PROBLEM: From the line containing "- Tasks are" down to the line containing "- 🆕 Allow per-item configuration" in the records below, reproduce every line exactly, ends included, and omit all others.

THE DATA:

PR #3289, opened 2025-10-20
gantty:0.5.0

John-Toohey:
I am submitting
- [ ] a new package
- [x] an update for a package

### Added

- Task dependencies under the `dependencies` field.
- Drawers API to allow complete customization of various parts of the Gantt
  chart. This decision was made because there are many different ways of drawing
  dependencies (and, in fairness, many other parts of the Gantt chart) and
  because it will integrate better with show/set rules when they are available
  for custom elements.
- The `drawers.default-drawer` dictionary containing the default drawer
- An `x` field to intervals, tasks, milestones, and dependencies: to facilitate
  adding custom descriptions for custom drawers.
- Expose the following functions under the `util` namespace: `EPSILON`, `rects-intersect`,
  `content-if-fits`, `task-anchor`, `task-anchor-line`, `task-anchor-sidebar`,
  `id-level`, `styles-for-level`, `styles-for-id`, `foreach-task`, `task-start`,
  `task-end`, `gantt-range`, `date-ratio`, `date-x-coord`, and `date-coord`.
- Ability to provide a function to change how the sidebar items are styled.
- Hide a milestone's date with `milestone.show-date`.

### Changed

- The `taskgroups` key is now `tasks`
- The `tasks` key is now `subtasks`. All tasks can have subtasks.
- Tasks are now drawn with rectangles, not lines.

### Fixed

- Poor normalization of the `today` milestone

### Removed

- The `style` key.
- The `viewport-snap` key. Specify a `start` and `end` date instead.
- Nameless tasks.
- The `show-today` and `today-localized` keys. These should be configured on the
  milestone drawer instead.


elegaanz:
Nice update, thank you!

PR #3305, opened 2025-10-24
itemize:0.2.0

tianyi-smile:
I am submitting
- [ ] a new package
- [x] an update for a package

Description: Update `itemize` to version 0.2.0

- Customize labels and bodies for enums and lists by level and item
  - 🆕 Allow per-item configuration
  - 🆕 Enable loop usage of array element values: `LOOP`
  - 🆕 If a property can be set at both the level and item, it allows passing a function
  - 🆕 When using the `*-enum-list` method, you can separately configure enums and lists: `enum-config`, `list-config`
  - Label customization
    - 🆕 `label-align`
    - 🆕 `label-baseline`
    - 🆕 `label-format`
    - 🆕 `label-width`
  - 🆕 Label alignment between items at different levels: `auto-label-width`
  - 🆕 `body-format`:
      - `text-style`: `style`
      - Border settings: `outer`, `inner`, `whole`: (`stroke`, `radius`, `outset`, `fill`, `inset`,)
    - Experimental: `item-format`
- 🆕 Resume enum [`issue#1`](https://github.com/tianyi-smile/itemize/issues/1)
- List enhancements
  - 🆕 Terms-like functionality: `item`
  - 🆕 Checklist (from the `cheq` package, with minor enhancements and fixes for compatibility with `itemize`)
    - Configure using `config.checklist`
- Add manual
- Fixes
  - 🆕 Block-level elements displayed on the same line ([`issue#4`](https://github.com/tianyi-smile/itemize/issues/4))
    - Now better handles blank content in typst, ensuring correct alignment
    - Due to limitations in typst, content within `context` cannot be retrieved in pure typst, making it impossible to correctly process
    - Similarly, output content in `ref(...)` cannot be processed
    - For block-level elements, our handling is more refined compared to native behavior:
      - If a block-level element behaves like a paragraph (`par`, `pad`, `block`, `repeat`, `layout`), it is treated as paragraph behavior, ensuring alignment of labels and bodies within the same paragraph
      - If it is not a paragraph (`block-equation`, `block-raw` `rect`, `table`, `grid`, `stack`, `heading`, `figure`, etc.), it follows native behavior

THE ANSWER:
- Tasks are now drawn with rectangles, not lines.

### Fixed

- Poor normalization of the `today` milestone

### Removed

- The `style` key.
- The `viewport-snap` key. Specify a `start` and `end` date instead.
- Nameless tasks.
- The `show-today` and `today-localized` keys. These should be configured on the
  milestone drawer instead.


elegaanz:
Nice update, thank you!

PR #3305, opened 2025-10-24
itemize:0.2.0

tianyi-smile:
I am submitting
- [ ] a new package
- [x] an update for a package

Description: Update `itemize` to version 0.2.0

- Customize labels and bodies for enums and lists by level and item
  - 🆕 Allow per-item configuration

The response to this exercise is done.